Many depictions of routine life in those days are provided by Gladys McFarlen True's autobiographical book “My Life from Wagons to Rockets” (1998). Gladys was born in 1913 in Trenton, Alabama (Jackson County), where her father had a general store. She described her “early years” experience of learning to drive her father's first car, when she drove it upon the porch of her dad's store. “The cars were not made for women to drive because we all wore skirts then, and the driver’s door would not open. You just jumped over the opening and sat down on the seat. Those old men sitting on the porch were begging me to stop, sitting up on those nail kegs as I was just going right on up the porch. A T-Model car had three pedals on the floor. The left pedal made it go, the middle one was reverse, and the one on the right was the brake. I should have been pushing on the right pedal instead of the left when I went up on the porch. That car kept right on going up that porch, and I could not stop it. Daddy kept on yelling at me and begging me to stop, and those old men on those nail kegs were jumping off the porch and the nail kegs were flying everywhere! The car motor went all the way through the double doors of the store. Well, the car finally did stop, up on the porch, and it took twelve men to get it off that porch.”

“I did not try to drive any more until my first child (Eleanor Ann) was five years old. (At that time Gladys was living in Madison, where she moved in 1939.) One day I was chiding Eleanor Ann because she still could not tie her shoes. She looked me straight in the eye and said, 'Every mama in town can drive the car but you!' So I got in our car and backed it up behind the house to practice. Then I backed up and down the driveway until I felt confident I could drive.”

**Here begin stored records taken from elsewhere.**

PR #1808, opened 2019-01-23
No need for localvar with Julia >= 1.0

xhub:
As noted in
https://github.com/JuliaOpt/JuMP.jl/pull/1216#issuecomment-379089680
there is no need for localvar anymore.

This change is need for the EMP.jl package, in which I have macros that are calling JuMP macros. Without this fix, the JuMP macros is trying to create a local variable like ```EMP:.##43##``` with Julia >= 0.7, and it fails. With Julia 0.6, the code works fine.

There may be another way to fix this, but removing the function call seems to be the way forward.

This pass all tests. If this change is accepted, I'll do a PR for the master branch ( where localvar is also marked as removable, see https://github.com/JuliaOpt/JuMP.jl/blob/master/src/macros.jl#L192 )

### DIFF
--- a/src/macros.jl
+++ b/src/macros.jl
@@ -234,25 +234,30 @@ function getloopedcode(varname, code, condition, idxvars, idxsets, idxpairs, sym
     end
 end
 
-localvar(x::Symbol) = _localvar(x)
-localvar(x::Expr) = Expr(:block, _localvar(x)...)
-_localvar(x::Symbol) = :(local $(esc(x)))
-function _localvar(x::Expr)
-    @assert x.head in (:escape,:tuple)
-    args = Any[]
-    for t in x.args
-        if isa(t, Symbol)
-            push!(args, :(local $(esc(t))))
-        else
-            @assert isa(t, Expr)
-            if t.head == :tuple
-                append!(args, map(_localvar, t.args))
+# There is no need for localvar with >=0.7 since the loop variable are always local
+if VERSION < v"0.7"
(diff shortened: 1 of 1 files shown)


xhub:
Thanks, will do.

xhub:
Need to have a look at the failures ...

odow:
> This change is need for the EMP.jl package, in which I have macros that are calling JuMP macros.

I also had this problem with SDDP.jl! It blocked me from upgrading it to Julia 1.0. I tried a few things but got confused with all the scoping/hygiene issues so never tracked down the root cause. I'll be pleased if this works!

xhub:
Hm ... I need to better with the new Pkg, I tested the wrong version (at least on 0.7).

So the change of behaviour happened in 1.0, not 0.7, as one can see with
```julia
toto = 4
for inner toto=1:3
       println(toto)
 end
println(toto)
```

Therefore, I'm going to update the version check to < v"1.0" and call it a day, I am fine with my software not working on 0.7.

xhub:
> 
> I also had this problem with SDDP.jl! It blocked me from upgrading it to Julia 1.0. I tried a few things but got confused with all the scoping/hygiene issues so never tracked down the root cause. I'll be pleased if this works!

I made it work for my use case. I still need to polish one aspect, I'll ping you when I am done

odow:
Closing as out-dated. We won't be making new releases to the 0.18 branch.

PR #1815, opened 2019-01-28
Tweak computation of products.

### LINKED ISSUE #1811: Nonzero elements in the Hessian that should be zero
The code
```
using JuMP, MathProgBase
model = Model()
@variable(model, x[1:2])
@NLobjective(model, Min, 0.0)
@NLconstraint(model, x[1] * x[2] == 2)
d = JuMP.NLPEvaluator(model)
MathProgBase.initialize(d, [:Hess])
hx = zeros(3)
MathProgBase.eval_hesslag(d, hx, [0.659; 0.702], 1.0, [1.0])
```
corresponds to problem
```
min 0   s.t.  x_1 * x_2 == 2
```
which has Hessian of Lagrangian
```
\nabla^2 L(x,y) = [0 y_1; y_1 0]
```
i.e., only one nonzero is stored. However, a small error appears on the diagonal. Varies with the inputs.

Related to JuliaSmoothOptimizers/NLPModelsJuMP.jl/issues/13.

mlubin:
Remove a source of numerical imprecision in derivatives of products.
Closes #1811 

This was arguably not a bug because the derivatives were correct up to numerical tolerances, but I made a small tweak to remove the source of error in this case.

@abelsiqueira

### DIFF
--- a/src/Derivatives/forward.jl
+++ b/src/Derivatives/forward.jl
@@ -83,7 +83,13 @@ function forward_eval(storage::AbstractVector{T}, partials_storage::AbstractVect
                 for c_idx in children_idx
                     @inbounds tmp_prod *= storage[children_arr[c_idx]]
                 end
-                if tmp_prod == zero(T) # inefficient
+                if tmp_prod == zero(T) || n_children <= 2
+                    # This is inefficient if there are a lot of children.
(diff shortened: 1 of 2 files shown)


abelsiqueira:
Will this still be released for 0.18?

PR #1816, opened 2019-01-29
Remove dead code

odow:
I found this, which appears to be a hold-over from the early MOI days and doesn't seem used in the current code base. Is it used in extensions of something? @blegat


mlubin:
This was originally intended for representing solution vectors, e.g., you could create one of these and set values, then provide it to the model as a starting point or for checking feasibility (https://github.com/JuliaOpt/JuMP.jl/issues/693). Or you get a few of these back if the solver finds multiple solutions. Anyway this didn't go far in 0.19. It's safe to remove.

PR #1828, opened 2019-02-06
rename private functions in parse_nlp.jl and nlp.jl

mlubin:
Ref #1790


blegat:
Missing an update here:
https://github.com/JuliaOpt/JuMP.jl/blob/f46a461c126fd1a7c309fb773a00b5dc529632b9/src/optimizer_interface.jl#L105

PR #1829, opened 2019-02-06
Remove unused method check_belongs_to_model

ndinsmore:
I noticed that the vector case of check_belongs_to_model had a bug in it.   So I fixed it and added tests.

Please note that the vector method returns a Bool while the scalar method throws an exception or returns nothing.  I left that implementation detail the same.

### DIFF
--- a/src/JuMP.jl
+++ b/src/JuMP.jl
@@ -475,11 +475,7 @@ function Base.showerror(io::IO, ex::VariableNotOwnedError)
 end
 
 function check_belongs_to_model(vec::Vector{VariableRef}, m::Model)
-    n = length(vec)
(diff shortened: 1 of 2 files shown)


odow:
Was this specific method used anywhere? If not, it can probably be removed. 

@blegat probably knows after touching https://github.com/JuliaOpt/JuMP.jl/pull/1765

blegat:
This method should be removed, it was a function called `verify_ownership` that wasn't used but was renamed in https://github.com/JuliaOpt/JuMP.jl/pull/1765.

ndinsmore:
I have updated the pull to just remove the method instead.

PR #1835, opened 2019-02-07
Sanitize print

blegat:
See https://github.com/JuliaOpt/JuMP.jl/issues/1790

### DIFF
--- a/src/print.jl
+++ b/src/print.jl
@@ -29,25 +29,25 @@ abstract type IJuliaMode <: PrintMode end
 
 # Whether something is zero or not for the purposes of printing it
 # oneunit is useful e.g. if coef is a Unitful quantity.
-is_zero_for_printing(coef) = abs(coef) < 1e-10 * oneunit(coef)
+_is_zero_for_printing(coef) = abs(coef) < 1e-10 * oneunit(coef)
 # Whether something is one or not for the purposes of printing it.
-is_one_for_printing(coef) = is_zero_for_printing(abs(coef) - oneunit(coef))
-sign_string(coef) = coef < zero(coef) ? " - " : " + "
+_is_one_for_printing(coef) = _is_zero_for_printing(abs(coef) - oneunit(coef))
+_sign_string(coef) = coef < zero(coef) ? " - " : " + "
 
 # Helper function that rounds carefully for the purposes of printing
 # e.g.   5.3  =>  5.3
 #        1.0  =>  1
-function string_round(f::Float64)
+function _string_round(f::Float64)
     iszero(f) && return "0" # strip sign off zero
     str = string(f)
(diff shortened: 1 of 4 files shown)


src/print.jl
```diff
@@ -140,10 +140,10 @@ function math_symbol(::Type{IJuliaMode}, name::Symbol)
     end
 end
 
-wrap_in_math_mode(str) = "\$\$ $str \$\$"
-wrap_in_inline_math_mode(str) = "\$ $str \$"
+_wrap_in_math_mode(str) = "\$\$ $str \$\$"
+_wrap_in_inline_math_mode(str) = "\$ $str \$"
 
-plural(n) = (n==1 ? "" : "s")
+plural(n) = (n == 1 ? "" : "s")
```
mlubin: Unexport this?

src/print.jl
```diff
@@ -283,39 +283,39 @@ end
 
 Base.show(io::IO, a::GenericAffExpr) = print(io, aff_string(REPLMode,a))
 function Base.show(io::IO, ::MIME"text/latex", a::GenericAffExpr)
-    print(io, wrap_in_math_mode(aff_string(IJuliaMode, a)))
+    print(io, _wrap_in_math_mode(aff_string(IJuliaMode, a)))
 end
 
 function aff_string(mode, a::GenericAffExpr, show_constant=true)
```
mlubin: I'd vote to unexport `aff_string`.

src/print.jl
```diff
@@ -326,7 +326,7 @@ end
 #------------------------------------------------------------------------
 Base.show(io::IO, q::GenericQuadExpr) = print(io, quad_string(REPLMode,q))
 function Base.show(io::IO, ::MIME"text/latex", q::GenericQuadExpr)
-    print(io, wrap_in_math_mode(quad_string(IJuliaMode, q)))
+    print(io, _wrap_in_math_mode(quad_string(IJuliaMode, q)))
 end
 
 function quad_string(mode, q::GenericQuadExpr)
```
mlubin: Same for `quad_string`.

src/print.jl
```diff
@@ -484,21 +484,21 @@ function function_string(print_mode, constraint::AbstractConstraint)
 end
 
 function in_set_string(print_mode, set::MOI.LessThan)
```
mlubin: Unexport?

src/print.jl
blegat: I was hesitant since it is used in `JuMPExtension.jl`

src/print.jl
blegat: It is part of the extension API, when an extension defines a new set, it can a a method to this function to give a nice printing

src/print.jl
blegat: Then we might as well remove it, see https://github.com/JuliaOpt/JuMP.jl/pull/1836

PR #442, opened 2021-08-10
Add dependency zod in `web/package.json`

ratik21:
`yarn add @algo-builder/web` in webapp:
Screenshot from 2021-08-10 23-28-28


amityadav0 (approved):

robert-zaremba:
I think we already were adding it in the past.

robert-zaremba (approved):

Back in Trenton, neighboring Dr. Vandiver used his car to make house calls when he could, but his wife couldn't drive her own car. Frequently the doctor had to ride a horse in the mountains rather than taking his car. Some stored motor oil caught on fire in his garage while he was gone on the horse. Mrs. Vandiver backed both of their cars out without any trouble. It became a standing joke that she could not drive a car unless she was excited, according to Gladys' account.